We might also draw inspiration from multi-stakeholder MRS research where fairness is not an explicitly defined goal. For instance, Unger et al. (2021) introduce a multi-objective RS that aims to fulfill both user satisfaction (measured by saves, likes, and engagement) and item provider satisfaction (determined by, e.g., acquiring new fans). A similar approach may be taken to implement fairness objectives for multiple stakeholders. Patro et al. (2020) propose FairRec, which exhibits fairness for both user and item provider while the loss in overall recommendation quality remains marginal. FairRec has, however, not been applied to the music domain yet.

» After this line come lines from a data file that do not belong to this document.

PR #477, opened 2020-07-10
Chapter1/Homework/Lesson3

agakesik:
Finished homework for lesson 3: refactor previous code using funcions

### DIFF
--- a/Src/BootCamp.Chapter/Lesson3.cs
+++ b/Src/BootCamp.Chapter/Lesson3.cs
@@ -1,0 +1,57 @@
+﻿using System;
+using System.Collections.Generic;
+using System.Text;
+
+namespace BootCamp.Chapter
+{
+    class Lesson3
+    {
+        public static void Demo()
+        {
+            Console.WriteLine("Person 1:");
+            PersonInformation();
+
+            // Person 2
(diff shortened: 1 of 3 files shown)


Src/BootCamp.Chapter/Lesson3.cs
```diff
@@ -0,0 +1,57 @@
...
+        {
+            Console.WriteLine("Person 1:");
+            PersonInformation();
+
+            // Person 2
+            Console.WriteLine("Person 2:");
+            PersonInformation();
+        }
+
+        private static void PersonInformation()
```
Almantask, line 19: Methods should be verbs, not nouns. What do we do with Personinformation? We Prompt it, ask it, process it, etc. PromptPersonInformation would be a better name. I would also include the writelines within the function and just pass int personIndex (because the number of a person is the only difference between 1 and 2). 

Comments are not needed as well, because it is clear what you do. Code speaks for itself 😄

Almantask (approved):
Well done 😉

Src/BootCamp.Chapter/Lesson3.cs
agakesik: True, true and true 😅 thank you!

PR #479, opened 2020-07-11
Chapter3/homework/6

matthew-hole:
This for me was a turning point in properly understanding both delegates and events; but also afirming knowledge of generics and interfaces. Also learn about ConsoleKey which was cool :)

I have tried to add comments to help the reader understand why certain methods were used. Any advice on how I can make this better (or what some best practices are) that would be great!

### DIFF
--- a/Src/BootCamp.Chapter/ApplicationController.cs
+++ b/Src/BootCamp.Chapter/ApplicationController.cs
@@ -1,0 +1,150 @@
+﻿using System;
+using System.Reflection;
+
+namespace BootCamp.Chapter
+{
+    class ApplicationController
+    {
+        // implement into a method that invokes this event and has the termination logic tirggered?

3. Discussion and Conclusions
This literature overview demonstrates that, while there is increasing interest in research on fairness in RSs in general, comparatively little research has addressed the music domain. Below, we discuss the main findings we derive from this review.
3.1. Research Focus
Contrary to what literature frequently claims (e.g., Patro et al., 2020; Ferraro et al., 2021b), fairness in this context has been addressed from both the user perspective and the item provider perspective. Yet, multi-stakeholder approaches to fairness are scarce. This review also shows that the large majority of MRS fairness works analyzes the current situation, using existing approaches and available datasets. We, therefore, identify improvement-focused research as the main research gap. A major challenge remains here: we still need to improve our understanding of the normative nature of fairness. While an entirely fair system is likely unachievable, it is crucial to recognize RS fairness issues, mitigate them, and incrementally improve fairness over the current state.
3.2. Gender Bias
Interestingly, various MRS works address gender fairness, both for user and item providers. We speculate that this focus has emerged from gender being an immutable characteristic, the wide acknowledgment that gender fairness is of societal relevance, and gender labels being available to some extent in relevant datasets. While it is a known limitation that a binary concept of gender oversimplifies gender expression, current datasets predominantly restrict the gender labels to man and woman (Shakespeare et al., 2020; Ferraro et al., 2021a; Boratto et al., 2022). A notable exception is the work by Epps-Darling et al. (2020).
3.3. Popularity Bias
While popularity bias may be considered an item provider fairness issue as the gap between popular and unpopular items increases, research frequently focuses on the user. Addressing popularity is seen as a means to provide more diverse content to increase user satisfaction. Similarly, we observe that some works do not explicitly focus on fairness, but still demonstrate fairness intentions or improvements in their research. As this review focused on works that address fairness explicitly, this overview is not intended to be exhaustive.
3.4. Data Availability
As can be seen in Table 1, the most frequently used datasets originate from Last.fm: LFM-1b (Schedl, 2016), LFM-1K, LFM-360K (both Celma, 2010a), and the recently added LFM-2b (Schedl et al., 2022). This results in only a few datasets being used for research on fairness in MRS; most of which are either based on the same or similar Last.fm data, or are proprietary and therefore not accessible to other researchers. Overall, this means that the used datasets might not be representative. Additionally, only a few open datasets in the music domain contain user interaction or preference data. They also typically include only limited fairness-related stakeholder metadata (e.g., gender, age, ethnicity), as sensitive data is often not shared (Stoikov and Wen, 2021). For ethical reasons, it is debatable whether it should be. Lastly, a current limitation is the focus on short-term bias mitigation, while real world-systems are active over years (Shakespeare et al., 2020). Longitudinal data or simulation frameworks are needed to better address these temporary aspects and to study fairness in MRS in the long run. Summing up, to achieve significant MRSs fairness improvements, richer and more representative data is needed.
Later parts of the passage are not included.